***** Source records

PR #438, opened 2026-02-17
[GREP-291] `OnDelete` implementation for standalone `PodClique`s and `PodCliqueScalingGroup`s

### LINKED ISSUE #291: Enhance the rolling update approach for PodClique

renormalize:

/kind api feature

This PR introduces the implementation for the `OnDelete` update strategy as proposed in the GREP #403.

Fixes #291 

I have not yet finished unit tests and E2E tests. I'm planning to bring along the unit tests in this PR itself, and the E2E tests in a subsequent PR.

```release-note
New field `.spec.updateStrategy` of the `PodCliqueSet` supports specifying different update strategies for the PodCliqueSet; with `RollingRecreate` and `OnDelete` as the two options.
```

```docs
N/A
```


operator/api/core/v1alpha1/podcliqueset.go
```diff
@@ -110,13 +129,38 @@ type PodCliqueSetRollingUpdateProgress struct {
...
+	// UpdateEndedAt is the time at which the update ended for the PodCliqueSet.
+	// +optional
+	UpdateEndedAt *metav1.Time `json:"updateEndedAt,omitempty"`
+	// UpdatedPodCliqueScalingGroups is a list of PodCliqueScalingGroup names that have been updated to the desired PodCliqueSet generation hash.
+	UpdatedPodCliqueScalingGroups []string `json:"updatedPodCliqueScalingGroups,omitempty"`
+	// UpdatedPodCliques is a list of PodClique names that have been updated to the desired PodCliqueSet generation hash.
+	UpdatedPodCliques []string `json:"updatedPodCliques,omitempty"`
+	// CurrentlyUpdating captures the progress of the PodCliqueSet replica that is currently being updated.
+	// +optional
+	CurrentlyUpdating *PodCliqueSetReplicaUpdateProgress `json:"currentlyUpdating,omitempty"`
```
sanjaychatterjee: Shouldn't this be a slice to enable multiple concurrent updates in future? cc @unmarshall

operator/api/core/v1alpha1/podcliqueset.go
```diff
@@ -242,6 +286,22 @@ type HeadlessServiceConfig struct {
...
+const (
+	// RollingRecreateStrategyType indicates that replicas will be progressively
+	// deleted and recreated one at a time, when templates change. This applies to
+	// both pods (for standalone PodCliques) and replicas of PodCliqueScalingGroups.
+	// This is the default update strategy.
+	RollingRecreateStrategyType UpdateStrategyType = "RollingRecreate"
+	// OnDeleteStrategyType indicates that replicas will only be updated when
+	// they are manually deleted. Changes to templates do not automatically
+	// trigger replica deletions.
+	OnDeleteStrategyType UpdateStrategyType = "OnDelete"
```
sanjaychatterjee: Also, can we rename the fields as `RollingRecreateStrategy` and `OnDeleteStrategy`?

operator/api/core/v1alpha1/podcliqueset.go
renormalize: Yeah, we can avoid a future breaking change in the status API if we think through the fields of the `PodCliqueSetUpdateProgress` struct in this PR.

operator/api/core/v1alpha1/podcliqueset.go
renormalize: Addressed in https://github.com/ai-dynamo/grove/pull/438/commits/cf63a2e9003dcff85695a874c8bfd36c298698cb.

operator/api/core/v1alpha1/podcliqueset.go
renormalize: Addressed in [e096e2e](https://github.com/ai-dynamo/grove/pull/438/commits/e096e2eb8d54df25d655d8a387fb0478a1a620e7).

operator/api/core/v1alpha1/podclique.go
```diff
@@ -155,7 +159,26 @@ type PodCliqueRollingUpdateProgress struct {
 	ReadyPodsSelectedToUpdate *PodsSelectedToUpdate `json:"readyPodsSelectedToUpdate,omitempty"`
 }
 
-// PodsSelectedToUpdate captures the current and previous set of pod names that have been selected for update in a rolling update.
+// PodCliqueUpdateProgress provides details about the ongoing update of the PodClique.
+type PodCliqueUpdateProgress struct {
+	// UpdateStartedAt is the time at which the update started.
+	UpdateStartedAt metav1.Time `json:"updateStartedAt,omitempty"`
+	// UpdateEndedAt is the time at which the update ended.
+	// It will be set to nil if the update is still in progress.
```
unmarshall: Maybe you can add more information about how this field is interpreted in context to different update strategies.

operator/api/core/v1alpha1/podclique.go
```diff
@@ -155,7 +159,26 @@ type PodCliqueRollingUpdateProgress struct {
...
+	UpdateEndedAt *metav1.Time `json:"updateEndedAt,omitempty"`
+	// PodCliqueSetGenerationHash is the PodCliqueSet generation hash corresponding to the PodCliqueSet spec that is being rolled out.
```
unmarshall: In case of `On-Delete` nothing is getting rolled out. So the description should just state that this holds the latest hash of a PCS to which all child resources should be updated to. Then go on and add the description on how one could use this field to know which child resources are yet to to be updated.

operator/api/core/v1alpha1/podclique.go
```diff
@@ -155,7 +159,26 @@ type PodCliqueRollingUpdateProgress struct {
...
+	// While the update is in progress PodCliqueStatus.CurrentPodCliqueSetGenerationHash will not match this hash. Once the update is complete the
+	// value of this field will be copied to PodCliqueStatus.CurrentPodCliqueSetGenerationHash.
+	PodCliqueSetGenerationHash string `json:"podCliqueSetGenerationHash"`
+	// PodTemplateHash is the PodClique template hash corresponding to the PodClique spec that is being rolled out.
```
unmarshall: same for PodTemplateHash as well

operator/api/core/v1alpha1/podclique.go
```diff
@@ -155,7 +159,26 @@ type PodCliqueRollingUpdateProgress struct {
...
+	// While the update is in progress PodCliqueStatus.CurrentPodTemplateHash will not match this hash. Once the update is complete the
+	// value of this field will be copied to PodCliqueStatus.CurrentPodTemplateHash.
+	PodTemplateHash string `json:"podTemplateHash"`
+	// ReadyPodsSelectedToUpdate captures the pod names of ready Pods that are either currently being updated or have been previously updated.
+	ReadyPodsSelectedToUpdate *PodsSelectedToUpdate `json:"readyPodsSelectedToUpdate,omitempty"`
```
unmarshall, line 188: what will be the semantic meaning of this for an on-delete since Grove does not select any Pod, it is selected indirectly by the user when s(he) deletes the pod thus expressing an intent that the new pod needs to come up with the latest/updated spec.

operator/api/core/v1alpha1/podcliqueset.go
```diff
@@ -110,13 +129,39 @@ type PodCliqueSetRollingUpdateProgress struct {
...
+	UpdateStartedAt metav1.Time `json:"updateStartedAt,omitempty"`
+	// UpdateEndedAt is the time at which the update ended for the PodCliqueSet.
+	// +optional
+	UpdateEndedAt *metav1.Time `json:"updateEndedAt,omitempty"`
+	// UpdatedPodCliqueScalingGroups is a list of PodCliqueScalingGroup names that have been updated to the desired PodCliqueSet generation hash.
+	UpdatedPodCliqueScalingGroups []string `json:"updatedPodCliqueScalingGroups,omitempty"`
+	// UpdatedPodCliques is a list of PodClique names that have been updated to the desired PodCliqueSet generation hash.
+	UpdatedPodCliques []string `json:"updatedPodCliques,omitempty"`
+	// CurrentlyUpdating captures the progress of the PodCliqueSet replicas that are currently being updated.
+	// Currently, only a single replica update is supported at a time, so only the first element is used.
```
unmarshall: this line should be removed.

operator/api/core/v1alpha1/podcliqueset.go
```diff
@@ -110,13 +129,39 @@ type PodCliqueSetRollingUpdateProgress struct {
...
+	// +optional
+	CurrentlyUpdating []PodCliqueSetReplicaUpdateProgress `json:"currentlyUpdating,omitempty"`
+}
+
+// PodCliqueSetReplicaUpdateProgress captures the progress of an update for a specific PodCliqueSet replica.
+type PodCliqueSetReplicaUpdateProgress struct {
+	// ReplicaIndex is the replica index of the PodCliqueSet that is being updated.
+	ReplicaIndex int32 `json:"replicaIndex"`
+	// UpdateStartedAt is the time at which the update started for this PodCliqueSet replica index.
+	UpdateStartedAt metav1.Time `json:"updateStartedAt,omitempty"`
```
unmarshall, line 172: should it also have `UpdateEndedAt` which is in line with similar field present for overall PCS (`PodCliqueSetUpdateProgress.UpdateEndedAt`)?

operator/api/core/v1alpha1/scalinggroup.go
```diff
@@ -120,14 +124,41 @@ type PodCliqueScalingGroupRollingUpdateProgress struct {
...
+	// While the update is in progress PodCliqueScalingGroupStatus.CurrentPodCliqueSetGenerationHash will not match this hash. Once the update is complete the
+	// value of this field will be copied to PodCliqueScalingGroupStatus.CurrentPodCliqueSetGenerationHash.
+	PodCliqueSetGenerationHash string `json:"podCliqueSetGenerationHash"`
+	// UpdatedPodCliques is the list of PodClique names that have been updated to the latest PodCliqueSet spec.
+	UpdatedPodCliques []string `json:"updatedPodCliques,omitempty"`
+	// ReadyReplicaIndicesSelectedToUpdate provides the update progress of ready replicas of PodCliqueScalingGroup that have been selected for update.
+	// PodCliqueScalingGroup replicas that are either pending or unhealthy will be force updated and the update will not wait for these replicas to become ready.
+	// For all ready replicas, one replica is chosen at a time to update, once it is updated and becomes ready, the next ready replica is chosen for update.
+	ReadyReplicaIndicesSelectedToUpdate *PodCliqueScalingGroupReplicaUpdateProgress `json:"readyReplicaIndicesSelectedToUpdate,omitempty"`
```
unmarshall, line 164: Will this field be relevant for on-delete update strategy? If not then you should update the doc string accordingly.

operator/api/core/v1alpha1/scalinggroup.go
```diff
@@ -120,14 +124,41 @@ type PodCliqueScalingGroupRollingUpdateProgress struct {
...
+}
+
+// PodCliqueScalingGroupReplicaUpdateProgress provides details about the update progress of ready replicas of PodCliqueScalingGroup that have been selected for update in a rolling recreate. It is not set in an OnDelete update.
+type PodCliqueScalingGroupReplicaUpdateProgress struct {
+	// Current is the index of the PodCliqueScalingGroup replica that is currently being updated.
+	Current int32 `json:"current"`
```
unmarshall, line 171: how is this going to be used in case of on-delete?

operator/api/core/v1alpha1/scalinggroup.go
```diff
@@ -120,14 +124,41 @@ type PodCliqueScalingGroupRollingUpdateProgress struct {
...
+	// UpdatedPodCliques is the list of PodClique names that have been updated to the latest PodCliqueSet spec.
+	UpdatedPodCliques []string `json:"updatedPodCliques,omitempty"`
+	// ReadyReplicaIndicesSelectedToUpdate provides the update progress of ready replicas of PodCliqueScalingGroup that have been selected for update.
+	// PodCliqueScalingGroup replicas that are either pending or unhealthy will be force updated and the update will not wait for these replicas to become ready.
+	// For all ready replicas, one replica is chosen at a time to update, once it is updated and becomes ready, the next ready replica is chosen for update.
+	ReadyReplicaIndicesSelectedToUpdate *PodCliqueScalingGroupReplicaUpdateProgress `json:"readyReplicaIndicesSelectedToUpdate,omitempty"`
+}
+
+// PodCliqueScalingGroupReplicaUpdateProgress provides details about the update progress of ready replicas of PodCliqueScalingGroup that have been selected for update in a rolling recreate. It is not set in an OnDelete update.
+type PodCliqueScalingGroupReplicaUpdateProgress struct {
```
unmarshall, line 169: since there is no orchestrated rollout, there is not going to be any real progress for on-delete, right?

operator/internal/controller/common/component/utils/podclique.go
```diff
@@ -156,12 +156,12 @@ func ComputePCLQPodTemplateHash(pclqTemplateSpec *grovecorev1alpha1.PodCliqueTem
 
 // IsPCLQUpdateInProgress checks if PodClique is under rolling update.
 func IsPCLQUpdateInProgress(pclq *grovecorev1alpha1.PodClique) bool {
-	return pclq.Status.RollingUpdateProgress != nil && pclq.Status.RollingUpdateProgress.UpdateEndedAt == nil
+	return pclq.Status.UpdateProgress != nil && pclq.Status.UpdateProgress.UpdateEndedAt == nil
 }
 
 // IsLastPCLQUpdateCompleted checks if the last rolling update of PodClique is completed.
```
unmarshall: update the docs to indicate how is this relevant for on-delete

operator/internal/controller/podclique/components/pod/syncflow.go
```diff
@@ -151,7 +151,7 @@ func (r _resource) runSyncFlow(logger logr.Logger, sc *syncContext) syncFlowResu
 		}
 	}
 
-	if componentutils.IsPCLQUpdateInProgress(sc.pclq) {
+	if (sc.pcs.Spec.UpdateStrategy == nil || sc.pcs.Spec.UpdateStrategy.Type == grovecorev1alpha1.RollingRecreateStrategy) && componentutils.IsPCLQUpdateInProgress(sc.pclq) {
```
unmarshall: For any auto-orchestration updates, update-in-progress is relevant. Perhaps you should first rename the function `IsPCLQUpdateInProgress` to something like `IsPCLQAutoUpdateInProgress` that indicates that this function is only checking for rollout progress of auto-updates orchestrated by Grove.

Secondly may be you can create a simple function which checks if the update strategy chosen for a PCS is auto-update strategy. Tomorrow when we introduce a new auto-update strategy other than the existing one then you do not have to then change this code again.

operator/internal/controller/podclique/components/pod/syncflow.go
```diff
@@ -232,8 +232,17 @@ func selectExcessPodsToDelete(sc *syncContext, logger logr.Logger) []*corev1.Pod
 	var candidatePodsToDelete []*corev1.Pod
 	if diff := len(sc.existingPCLQPods) - int(sc.pclq.Spec.Replicas); diff > 0 {
 		logger.Info("found excess pods for PodClique", "numExcessPods", diff)
-		sort.Sort(DeletionSorter(sc.existingPCLQPods))
-		candidatePodsToDelete = append(candidatePodsToDelete, sc.existingPCLQPods[:diff]...)
+		sorter := DeletionSorter{
```
unmarshall, line 235: Can you create a function:

```go
func (sc *syncContext) getExpectedPodTemplateHash() string {
	// If PCLQ is currently getting updated, then get the expected pod template hash from the update progress status.
	// This ensures that during an update, we are always comparing against the same expected template hash value for
	// all pods in the PCLQ, preventing thrashing of pods due to expected template hash value changing mid-sync.
	// If there is no update in progress, we can get the expected pod template hash from the PCLQ labels as usual.
	if sc.pclq.Status.UpdateProgress != nil &&
		sc.pcs.Status.CurrentGenerationHash != nil &&
		sc.pclq.Status.UpdateProgress.PodCliqueSetGenerationHash == *sc.pcs.Status.CurrentGenerationHash {
		return sc.pclq.Status.UpdateProgress.PodTemplateHash
	}
	return sc.pclq.Labels[apicommon.LabelPodTemplateHash]
}
```
and then use that in `selectExcessPodsToDelete`?

unmarshall (commented):
1/n reviews

operator/internal/controller/podcliquescalinggroup/reconcilespec.go
```diff
@@ -66,18 +67,28 @@ func (r *Reconciler) ensureFinalizer(ctx context.Context, logger logr.Logger, pc
...
+// processUpdate handles rolling update initialization for PodCliqueScalingGroups when the parent PodCliqueSet is updating
+func (r *Reconciler) processUpdate(ctx context.Context, logger logr.Logger, pcsg *grovecorev1alpha1.PodCliqueScalingGroup) ctrlcommon.ReconcileStepResult {
 	pcsgObjectKey := client.ObjectKeyFromObject(pcsg)
 	pcs, err := componentutils.GetPodCliqueSet(ctx, r.client, pcsg.ObjectMeta)
 	if err != nil {
 		return ctrlcommon.ReconcileWithErrors(fmt.Sprintf("could not get owner PodCliqueSet for PodCliqueScalingGroup: %v", pcsgObjectKey), err)
 	}
-	if pcs.Status.RollingUpdateProgress == nil || pcs.Status.RollingUpdateProgress.CurrentlyUpdating == nil {
+
+	if pcs.Spec.UpdateStrategy != nil && pcs.Spec.UpdateStrategy.Type == grovecorev1alpha1.OnDeleteStrategy {
```
Ronkahn21: nit: lets create some helper method to simply this 
pcs.Spec.UpdateStrategy != nil && pcs.Spec.UpdateStrategy.Type 

this check is allover the code and some helper method will be nice

operator/internal/controller/podclique/components/pod/syncflow.go
unmarshall: I just noticed that we already have an existing method `componentutils.GetExpectedPCLQPodTemplateHash`. So even though both approaches to compute the hash is different but the resulting hash value will be the same. Can we think of just having a single way to get this hash?

operator/internal/controller/podcliquescalinggroup/components/podclique/podclique.go
```diff
@@ -61,6 +61,8 @@ const (
 	errCodeParsePodCliqueScalingGroupReplicaIndex        grovecorev1alpha1.ErrorCode = "ERR_PARSE_PODCLIQUESCALINGGROUP_REPLICA_INDEX"
 	errCodeUpdateStatus                                  grovecorev1alpha1.ErrorCode = "ERR_UPDATE_STATUS"
 	errCodeComputePendingPodCliqueScalingGroupUpdateWork grovecorev1alpha1.ErrorCode = "ERR_COMPUTE_PENDINGUPDATE_WORK"
+	errCodeCreateOrUpdatePodClique                       grovecorev1alpha1.ErrorCode = "ERR_CREATE_OR_UPDATE_PODCLIQUE"
```
unmarshall: why do we have 2 error codes here?

operator/internal/controller/podcliquescalinggroup/register.go
```diff
@@ -89,28 +89,43 @@ func mapPCSToPCSG() handler.MapFunc {
 		if !ok {
 			return nil
 		}
-		pcsgConfigs := pcs.Spec.Template.PodCliqueScalingGroupConfigs
-		if len(pcsgConfigs) == 0 {
+		// We are only interested in PCS events during updates.
+		if pcs.Status.UpdateProgress == nil {
```
unmarshall, line 93: can you check if we set this to nil once the rolling update has completed?

operator/internal/controller/podcliquescalinggroup/register.go
```diff
@@ -131,14 +146,18 @@ func shouldEnqueueOnPCSUpdate(event event.UpdateEvent) bool {
...
-				oldPCS.Status.RollingUpdateProgress.CurrentlyUpdating.ReplicaIndex != newPCS.Status.RollingUpdateProgress.CurrentlyUpdating.ReplicaIndex {
+	if oldPCS.Status.UpdateProgress != nil && newPCS.Status.UpdateProgress != nil {
+		if utils.OnlyOneIsEmpty(oldPCS.Status.UpdateProgress.CurrentlyUpdating, newPCS.Status.UpdateProgress.CurrentlyUpdating) ||
+			len(oldPCS.Status.UpdateProgress.CurrentlyUpdating) > 0 &&
+				len(newPCS.Status.UpdateProgress.CurrentlyUpdating) > 0 &&
+				oldPCS.Status.UpdateProgress.CurrentlyUpdating[0].ReplicaIndex != newPCS.Status.UpdateProgress.CurrentlyUpdating[0].ReplicaIndex {
 			return true
 		}
 	}
+	// TODO: @renormalize this can be modified to requeue only when PCS.CurrentGenerationHash does not match PCSG.CurrentPodCliqueSetGenerationHash
```
unmarshall: did not understand this comment. Why is it a TODO?

operator/internal/controller/podcliqueset/components/podcliquesetreplica/rollingupdate.go
```diff
@@ -294,7 +296,7 @@ func isPCLQUpdateComplete(pclq *grovecorev1alpha1.PodClique, currentPCSGeneratio
 	return false
 }
 
-// isRollingUpdateInProgress checks if a rolling update is currently in progress.
-func isRollingUpdateInProgress(pcs *grovecorev1alpha1.PodCliqueSet) bool {
-	return pcs.Status.RollingUpdateProgress != nil && pcs.Status.RollingUpdateProgress.UpdateEndedAt == nil
+// isUpdateInProgress checks if an update is currently in progress.
+func isUpdateInProgress(pcs *grovecorev1alpha1.PodCliqueSet) bool {
```
unmarshall: this function is only used in case of auto-rolling updates. Therefore please rename this function and include the check `(pcs.Spec.UpdateStrategy == nil || pcs.Spec.UpdateStrategy.Type == grovecorev1alpha1.RollingRecreateStrategy)` in here.

operator/internal/controller/podcliqueset/reconciler.go
```diff
@@ -83,6 +84,9 @@ func (r *Reconciler) Reconcile(ctx context.Context, req ctrl.Request) (ctrl.Resu
 // reconcileDelete handles PodCliqueSet deletion when a deletion timestamp is set.
 func (r *Reconciler) reconcileDelete(ctx context.Context, logger logr.Logger, pcs *grovecorev1alpha1.PodCliqueSet) ctrlcommon.ReconcileStepResult {
 	if !pcs.DeletionTimestamp.IsZero() {
+		pcsObjectKey := ctrlclient.ObjectKeyFromObject(pcs)
+		pcsObjectName := cache.NamespacedNameAsObjectName(pcsObjectKey).String()
```
unmarshall: why was this code needed?

operator/internal/utils/miscellaneous.go
```diff
@@ -27,3 +27,8 @@ func IsEmptyStringType[T ~string](val T) bool {
 func OnlyOneIsNil[T any](objA, objB *T) bool {
 	return (objA == nil) != (objB == nil)
 }
+
+// OnlyOneIsEmpty returns true if only one of the Objects is empty else it will return false.
+func OnlyOneIsEmpty[T any](objA, objB []T) bool {
```
unmarshall, line 32: write a unit test for this function.

operator/api/core/v1alpha1/podclique.go
renormalize: We don't necessarily use this PCS Generation hash for deciding which child resources to update - we use the PCLQ template hash to check which pods are up to date and which are not. I will mention PCLQ template hash being used to verify if pods are up to date or not.

operator/api/core/v1alpha1/podclique.go
renormalize: This field is set for auto update strategies, and for the OnDelete strategy it is left empty (as the user decides which pod is to be deleted). Will enhance the API documentation with this explanation.

operator/api/core/v1alpha1/scalinggroup.go
renormalize: Since the user fully handles the pod deletions, we can't really populate these fields with anything. As the API documentation already present in the branch mentions: we do not populate this field for OnDelete.

operator/api/core/v1alpha1/scalinggroup.go
renormalize: Yes, you are correct. The field that uses this type `ReadyReplicaIndicesSelectedToUpdate` will only be set for auto update strategies. I've enhanced the API documentation to explicitly mention this.

operator/internal/controller/podcliquescalinggroup/register.go
renormalize: Removing this. There's nothing that can be done in this case. We simply enqueue the PCSG for another reconciliation when the PCS does not have an auto update strategy.

operator/internal/controller/podcliquescalinggroup/components/podclique/podclique.go
renormalize: that was a mistake I made while modifying the code. Removing it now.

operator/internal/controller/podcliquescalinggroup/register.go
renormalize: We don't set `Status.UpdateProgress` to `nil` after a rolling update. The code added here was a `nil` guard for the fields of `UpdateProgress` accessed in the conditional below. This `nil` guard is necessary for when the PCS has never been updated, and events are generated for it.

I see that the comment is misleading. Will remove it.

operator/internal/controller/podcliqueset/reconciler.go
renormalize: I had observed that creating and deleting a PodCliqueSet in quick succession caused none of the child resources to ever be created. All children resources were only created once the operator was restarted.

operator/internal/controller/podclique/components/pod/syncflow.go
renormalize: `componentutils.GetExpectedPCLQPodTemplateHash` computes the hash to establish the source of truth. That source of truth is already specified in `pclq.Status.UpdateProgress.PodTemplateHash` in the `initOrResetUpdate()` reconciliation step (and the label is updated in the parent controller's `createOrUpdate()`). I would say we should simply make use of this source of truth that has already been established.

I'd like to avoid recomputing the hash since as it is unnecessary here from a performance perspective.

operator/internal/controller/podcliqueset/reconciler.go
unmarshall: So if a PCS is created followed by deletion of the same in quick succession then no resource should be created, right? I did not understand.

renormalize: @unmarshall what I meant in my comment was the following:

- Create a PCS
- Delete that PCS immediately
- Recreate the same PCS

However, I was mistaken in my comment above. I now recall that the edge case where I was observing wrong behavior was the following:

- Create a PCS: spec-1
- Modify the PCLQ specification (for example, the pod specification): spec-2
- Delete the PCS
- Recreate the PCS in spec-1
- Upon recreation, no child resources are created

Unfortunately I am unable to reproduce this bug, and after having gone through the code once more, I do not think this section is necessary.

I will remove this code.

operator/internal/controller/podcliquescalinggroup/reconcilespec.go
renormalize: Done.

operator/internal/controller/podclique/components/pod/syncflow.go
```diff
@@ -232,12 +232,25 @@ func selectExcessPodsToDelete(sc *syncContext, logger logr.Logger) []*corev1.Pod
...
+		candidatePodsToDelete = append(candidatePodsToDelete, sorter.Pods[:diff]...)
 	}
 	return candidatePodsToDelete
 }
 
+func (sc *syncContext) getExpectedPodTemplateHash() string {
+	if sc.pclq.Status.UpdateProgress != nil &&
+		sc.pcs.Status.CurrentGenerationHash != nil &&
+		sc.pclq.Status.UpdateProgress.PodCliqueSetGenerationHash == *sc.pcs.Status.CurrentGenerationHash {
+		return sc.pclq.Status.UpdateProgress.PodTemplateHash
```
gflarity: **Double-check the hash fallback in `getExpectedPodTemplateHash`:** When `UpdateProgress.PodCliqueSetGenerationHash == *pcs.Status.CurrentGenerationHash`, this returns the update’s target hash — but when they differ (i.e., the PCS generation has moved forward and this PCLQ hasn’t been updated yet), it falls through to the label hash (the old hash). For the `DeletionSorter` during scale-in, would we not want to always prefer the latest expected hash so old-spec pods sort first for deletion?

unmarshall (approved):

sanjaychatterjee (approved):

**********

#### Description of the task:
Select the lines from the entries that include the word "approved".

#### Answer for the task:
unmarshall (approved):
sanjaychatterjee (approved):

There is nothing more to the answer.